Water resistance: These shoes are not waterproof, which is just fine with me. For summer hiking, I prefer ventilation over water resistance, as my feet tend to get pretty hot during the warm Sierra summers. I do wear a lightweight gaiter over the shoe (Dirty Girls!), which gives another layer of protection. But even tromping through flooded and muddy trails in late spring/early summer conditions, I have yet to have any water get into the boots. I wasn't sure how breathable the knit upper would be, but my feet haven't yet overheated on long days.
Support: The sole has enough torsional support to protect the bottom of my feet and keep me stable. But they are nicely responsive, and the springy TPA midsole gives a little bounce when you get into a good trail rhythm (they advertise this as "Boost").
Traction: I have to confess... I am a died-in-the-wool Vibram man. One of the first things I look for when buying new hiking shoes, is that Vibram logo. The Free Hikers come with a Continental rubber outsole, which I'd not seen on a hiker before. But, I've owned bicycle tires and automobile tires from Continental, and been happy with them, so hoped to get over my non-Vibram prejudice.

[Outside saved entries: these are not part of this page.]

PR #4383, opened 2023-05-23
[LETS-721] Set system parameters for transaction server automatically when ha_mode is on

joohok:
http://jira.cubrid.org/browse/LETS-721

Purpose

Automatically setting the system parameters for LETS using legacy system parameters set in cubrid_ha.conf and cubrid.conf
page_server_hosts and remote_storage will be set in this issue, and transaction_server_type will be set later.

### DIFF
--- a/src/base/server_type.cpp
+++ b/src/base/server_type.cpp
@@ -38,6 +38,7 @@ passive_tran_server *pts_Gl = nullptr;
 SERVER_TYPE get_server_type_from_config (server_type_config parameter_value);
 transaction_server_type get_transaction_server_type_from_config (transaction_server_type_config parameter_value);
 void setup_tran_server_params_on_single_node_config ();
+void setup_tran_server_params_on_ha_mode ();
 
 static SERVER_TYPE g_server_type = SERVER_TYPE_UNKNOWN;
 static transaction_server_type g_transaction_server_type = transaction_server_type::ACTIVE;
@@ -127,10 +128,16 @@ int init_server_type (const char *db_name)
       g_server_type = get_server_type_from_config (server_type_from_config);
     }
 
-  if (g_server_type == SERVER_TYPE_TRANSACTION && server_type_from_config == server_type_config::SINGLE_NODE)
+  // if ha_mode, then set page_server_hosts, remote_storage, and transaction_server_type
+  if (g_server_type == SERVER_TYPE_TRANSACTION && !HA_DISABLED ())
+    {
+      setup_tran_server_params_on_ha_mode ();
+    }
+  else if (g_server_type == SERVER_TYPE_TRANSACTION && server_type_from_config == server_type_config::SINGLE_NODE)
     {
       setup_tran_server_params_on_single_node_config ();
     }
+
 #if !defined(NDEBUG)
   g_server_type_initialized = true;
 #endif
@@ -199,6 +206,46 @@ void setup_tran_server_params_on_single_node_config ()
   sprintf (page_hosts_new_value, "localhost:%d", prm_get_master_port_id ());
   prm_set_string_value (PRM_ID_PAGE_SERVER_HOSTS, page_hosts_new_value);
   prm_set_bool_value (PRM_ID_REMOTE_STORAGE, true);
+}
+
+void setup_tran_server_params_on_ha_mode ()
+{
+  assert (!HA_DISABLED ());
+
+  char *page_hosts_new_value;
+  constexpr size_t MAX_BUFSIZE = 4096;
+
+  char ha_node_list[MAX_BUFSIZE];
+  char *str, *savep;
+
+  int port_id = prm_get_master_port_id ();
+
+  page_hosts_new_value = (char *) malloc (MAX_BUFSIZE); // free is called by sysprm_final()
+
+  strncpy_bufsize (ha_node_list, prm_get_string_value (PRM_ID_HA_NODE_LIST));
+
+  str = strtok_r (ha_node_list, "@", &savep); // dbname@host1:host2:...
+  str = strtok_r (NULL, ",:", &savep);
+  while (str)
+    {
+      char tmp[MAX_BUFSIZE] = {0};
+      sprintf (tmp, "%s:%d,", str, port_id);
+      strcat (page_hosts_new_value, tmp);
+      str = strtok_r (NULL, " ,:", &savep);
+    }
+
+  page_hosts_new_value[strlen (page_hosts_new_value) - 1] = '\0';
+
+  prm_set_string_value (PRM_ID_PAGE_SERVER_HOSTS, page_hosts_new_value);
+  prm_set_bool_value (PRM_ID_REMOTE_STORAGE, true);
+
+  /* TODO:
+   * *transaction_server_type* has to be determined.
+   * To determine the transaction_server_type, we need to know the node's state,
+   * and to know the node's state, we need to query the cub_master for the node's state.
+   * Therefore, in order to determine the transaction_server_type,
+   * communication with the cub_master must precede the init_server_type() step.
+   */
 }
 
 void finalize_server_type ()
--- a/src/base/server_type.cpp
+++ b/src/base/server_type.cpp
@@ -38,7 +38,7 @@ passive_tran_server *pts_Gl = nullptr;
 SERVER_TYPE get_server_type_from_config (server_type_config parameter_value);
 transaction_server_type get_transaction_server_type_from_config (transaction_server_type_config parameter_value);
 void setup_tran_server_params_on_single_node_config ();
-void setup_tran_server_params_on_ha_mode ();
+int setup_tran_server_params_on_ha_mode ();
 
 static SERVER_TYPE g_server_type = SERVER_TYPE_UNKNOWN;
 static transaction_server_type g_transaction_server_type = transaction_server_type::ACTIVE;
@@ -131,7 +131,7 @@ int init_server_type (const char *db_name)
   // if ha_mode, then set page_server_hosts, remote_storage, and transaction_server_type
   if (g_server_type == SERVER_TYPE_TRANSACTION && !HA_DISABLED ())
     {
-      setup_tran_server_params_on_ha_mode ();
+      er_code = setup_tran_server_params_on_ha_mode ();
     }
   else if (g_server_type == SERVER_TYPE_TRANSACTION && server_type_from_config == server_type_config::SINGLE_NODE)
     {
@@ -208,12 +208,13 @@ void setup_tran_server_params_on_single_node_config ()
   prm_set_bool_value (PRM_ID_REMOTE_STORAGE, true);
 }
 
-void setup_tran_server_params_on_ha_mode ()
+int setup_tran_server_params_on_ha_mode ()
 {
   assert (!HA_DISABLED ());
 
   char *page_hosts_new_value = NULL;
   constexpr size_t MAX_BUFSIZE = 4096;
+  int new_value_size = 0;
 
   char ha_node_list[MAX_BUFSIZE];
   char *str, *savep;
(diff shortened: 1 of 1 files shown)


src/base/server_type.cpp
```diff
@@ -201,6 +208,51 @@ void setup_tran_server_params_on_single_node_config ()
...
+
+  char ha_node_list[MAX_BUFSIZE];
+  char *str, *savep;
+
+  int port_id = prm_get_master_port_id ();
+
+  page_hosts_new_value = (char *) calloc (MAX_BUFSIZE, sizeof (char)); // free is called by sysprm_final()
+  if (page_hosts_new_value == NULL)
+    {
+      er_set (ER_ERROR_SEVERITY, ARG_FILE_LINE, ER_OUT_OF_VIRTUAL_MEMORY, 1, MAX_BUFSIZE);
```
hornetmj, line 229: When is this error handled?

src/base/server_type.cpp
```diff
@@ -201,6 +208,51 @@ void setup_tran_server_params_on_single_node_config ()
...
+  strncpy_bufsize (ha_node_list, prm_get_string_value (PRM_ID_HA_NODE_LIST));
+
+  str = strtok_r (ha_node_list, "@", &savep); // dbname@host1:host2:...
+  str = strtok_r (NULL, ",:", &savep);
+  while (str)
+    {
+      char tmp[MAX_BUFSIZE] = {0};
+      sprintf (tmp, "%s:%d,", str, port_id);
+      strcat (page_hosts_new_value, tmp);
+      str = strtok_r (NULL, " ,:", &savep);
```
hornetmj: Is intended? 233 line has not space delimiter but, this line have it.

src/base/server_type.cpp
```diff
@@ -201,6 +208,51 @@ void setup_tran_server_params_on_single_node_config ()
...
+    }
+
+  page_hosts_new_value[strlen (page_hosts_new_value) - 1] = '\0';
```
hornetmj: Does not truncate the last character?

hornetmj: And overflow check is needed.

src/base/server_type.cpp
joohok: It seems that I forgot to include error handling in the process of getting the code from `setup_tran_server_params_on_single_node_config()`. I will fix it.

src/base/server_type.cpp
joohok: Oh.. Thanks. space delimiter is also needed in 233L

src/base/server_type.cpp
joohok: I intentionally truncated the last character because, while looping through above code, there would likely be a ',' at the end. 

I will add the code to handle buffer overflow.

hornetmj: Related to this "%s:%d,". I understand.

joohok: Done.

src/base/server_type.cpp
joohok: error code will be handled at the caller (init_server_type ())

src/base/server_type.cpp
```diff
@@ -201,6 +208,73 @@ void setup_tran_server_params_on_single_node_config ()
...
+  new_value_size = MAX_BUFSIZE;
+
+  strncpy_bufsize (ha_node_list, prm_get_string_value (PRM_ID_HA_NODE_LIST));
+
+  str = strtok_r (ha_node_list, "@", &savep); // dbname@host1:host2:...
+  str = strtok_r (NULL, " ,:", &savep);
+  while (str)
+    {
+      char tmp[MAX_BUFSIZE] = {0};
+      sprintf (tmp, "%s:%d,", str, port_id);
```
wrlawodms: Does it mean that all PSes have to use the same port as the ATS's?

src/base/server_type.cpp
```diff
@@ -201,6 +208,73 @@ void setup_tran_server_params_on_single_node_config ()
...
+    {
+      er_set (ER_ERROR_SEVERITY, ARG_FILE_LINE, ER_OUT_OF_VIRTUAL_MEMORY, 1, MAX_BUFSIZE);
+      return ER_OUT_OF_VIRTUAL_MEMORY;
+    }
+  new_value_size = MAX_BUFSIZE;
+
+  strncpy_bufsize (ha_node_list, prm_get_string_value (PRM_ID_HA_NODE_LIST));
+
+  str = strtok_r (ha_node_list, "@", &savep); // dbname@host1:host2:...
+  str = strtok_r (NULL, " ,:", &savep);
```
wrlawodms: The manual says that multiple hosts are given with either `;` or `,`. Can the space also separate them?

src/base/server_type.cpp
```diff
@@ -201,6 +208,73 @@ void setup_tran_server_params_on_single_node_config ()
...
+  while (str)
+    {
+      char tmp[MAX_BUFSIZE] = {0};
```
wrlawodms: I think two `tmp` should have a different name since it's confusing to read. like `host` and `new_page_hosts` or whatever.

src/base/server_type.cpp
```diff
@@ -201,6 +208,73 @@ void setup_tran_server_params_on_single_node_config ()
...
+
+  page_hosts_new_value = (char *) calloc (MAX_BUFSIZE, sizeof (char)); // free is called by sysprm_final()
+  if (page_hosts_new_value == NULL)
+    {
+      er_set (ER_ERROR_SEVERITY, ARG_FILE_LINE, ER_OUT_OF_VIRTUAL_MEMORY, 1, MAX_BUFSIZE);
+      return ER_OUT_OF_VIRTUAL_MEMORY;
+    }
+  new_value_size = MAX_BUFSIZE;
+
+  strncpy_bufsize (ha_node_list, prm_get_string_value (PRM_ID_HA_NODE_LIST));
```
wrlawodms, line 234: Q. What if `PRM_ID_HA_NODE_LIST` is not set and `ha_mode` is enabled?

wrlawodms (commented):
What about others described in the issue? Are they just ignored? 
- ha_db_list
- ha_port_id
- ha_ping_hosts

src/base/server_type.cpp
joohok: `localhost@localhost` is set by default.
So, page server hosts may be set to `localhost:1523`.

src/base/server_type.cpp
joohok: Oh.. you are right.
According to the manual, spaces should not be included in the delimiter. 

However, most of the legacy code that separates ha_node_list using the delimiter " :,".  (`hb_cluster_load_group_and_node_list ()`, `util_split_ha_node ()`, ...)

I will make a note of this and make sure to modify it together when the corresponding part is updated by newHA.

src/base/server_type.cpp
joohok: OK..!

src/base/server_type.cpp
joohok: Yes, it can be a restriction.
In oldHA, it was also required for all nodes to have the same value for the port ID (same master port id)
While this issue could be improved in newHA, but I think it is better to not make any modifications for now.

joohok:
> What about others described in the issue? Are they just ignored?
> 
> * ha_db_list
> * ha_port_id
> * ha_ping_hosts

System parameters you mentioned are set by users and will be used in newHA.

Other than the parameters specified in the issue, they will not be used. 
These parameters are mostly used in `copylogdb` and `applylogdb`, and instead of removing the system parameters from the code, the intention is to eliminate the sections where the system parameters are used, effectively ignoring them.

wrlawodms:
> These parameters are mostly used in copylogdb and applylogdb, and instead of removing the system parameters from the code, the intention is to eliminate the sections where the system parameters are used, effectively ignoring them.

OK, I'v got it. I think we should make an issue to deprecate them later.

src/base/server_type.cpp
wrlawodms: the default value of it, `prm_ha_node_list_default`, is NULL, but it's set to `localhost` somewhere?

wrlawodms (approved):

src/base/server_type.cpp
joohok: In `prm_tune_parameters ()`, if `ha_mode` is set to true, then it set the value of `ha_node_list` to `localhost@localhost`.
`prm_tune_parameters ()` is called in `sysprm_load_and_init ()`, and `sysprm_load_and_init ()` is the function that load the system parameters.

src/base/server_type.cpp
```diff
@@ -201,6 +212,73 @@ void setup_tran_server_params_on_single_node_config ()
   prm_set_bool_value (PRM_ID_REMOTE_STORAGE, true);
 }
 
+int setup_tran_server_params_on_ha_mode ()
+{
+  assert (!HA_DISABLED ());
+
```
hornetmj:
```suggestion
```

src/base/server_type.cpp
```diff
@@ -201,6 +212,73 @@ void setup_tran_server_params_on_single_node_config ()
...
+  strncpy_bufsize (ha_node_list, prm_get_string_value (PRM_ID_HA_NODE_LIST));
+
+  str = strtok_r (ha_node_list, "@", &savep); // dbname@host1:host2:...
+  str = strtok_r (NULL, ",:", &savep);
+  while (str)
+    {
+      char page_server_host[MAX_BUFSIZE] = {0};
+      sprintf (page_server_host, "%s:%d,", str, port_id);
+
+      if (strlen (page_server_host) + strlen (page_server_host_list) > list_size)
```
hornetmj:
```suggestion
      if (strlen (page_server_host) + strlen (page_server_host_list) >= list_size)
```

hornetmj: for null termination.

src/base/server_type.cpp
```diff
@@ -201,6 +212,73 @@ void setup_tran_server_params_on_single_node_config ()
...
+	  char *tmp = (char *) realloc (page_server_host_list, list_size + MAX_BUFSIZE);
+	  if (tmp == NULL)
+	    {
+	      free_and_init (page_server_host_list);
+
+	      er_set (ER_ERROR_SEVERITY, ARG_FILE_LINE, ER_OUT_OF_VIRTUAL_MEMORY, 1, list_size + MAX_BUFSIZE);
+	      return ER_OUT_OF_VIRTUAL_MEMORY;
+	    }
+
+	  memset (tmp + list_size, 0, MAX_BUFSIZE);
```
hornetmj: It is not necessary.

src/base/server_type.cpp
joohok: Done!

src/base/server_type.cpp
joohok: Removed!

src/base/server_type.cpp
joohok: Done!

hornetmj:
> > These parameters are mostly used in copylogdb and applylogdb, and instead of removing the system parameters from the code, the intention is to eliminate the sections where the system parameters are used, effectively ignoring them.
> 
> OK, I'v got it. I think we should make an issue to deprecate them later.

Please let us know which jira issue is handle this.

hornetmj (approved):

joohok:
> > > These parameters are mostly used in copylogdb and applylogdb, and instead of removing the system parameters from the code, the intention is to eliminate the sections where the system parameters are used, effectively ignoring them.
> > 
> > 
> > OK, I'v got it. I think we should make an issue to deprecate them later.
> 
> Please let us know which jira issue is handle this.

I will handle this in http://jira.cubrid.org/browse/LETS-745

Holy crap! These soles are the stickiest and most stable I have ever hiked in. I have yet to stumble or slide on scree, sand, sloppy mud, wet granite, or anything else the Sierra throws at me. I have even tried a few times to push the envelope, and these soles stick like crazy glue.
Durability: The shoes appear to be very well made. I will be interested to see how the stretchy knit upper fares over time. I haven't really seen anything else like it, and it seems like it might snag in certain conditions (bushwhacking, desert walking). It has a nice solid toe-cap in front, which I think will help.
I have had these for about a month now, and have hiked in them multiple times. I have tramped through the foothills, and done a few Tahoe Sierra area hikes in late spring/early summer conditions, and so far, am loving these boots!
REVIEW UPDATE 8/11/2019:
Just back from a five-day, 28-mile backpack trip at Mount Rainier, the circumnavigation of the Mother Mountain complex. This hike has major up and down every day, and was a great test for the Free Hikers. Happy to report that they fulfilled all of my expectations over the five days. And for the first time ever on a multi-day backpack trip, I finished with NO foot blisters (those who have backpacked with me before, know what a big deal this is). Traction was stellar on scree, boulders, mud, steep snowfields, sand, etc. So glad I picked these up!
Hot foothill hikes. Late spring/early summer conditions in the Sierra, on dirt, mud, granite, sloppy stream crossings. Multi-day backpack trip on Mount Rainier.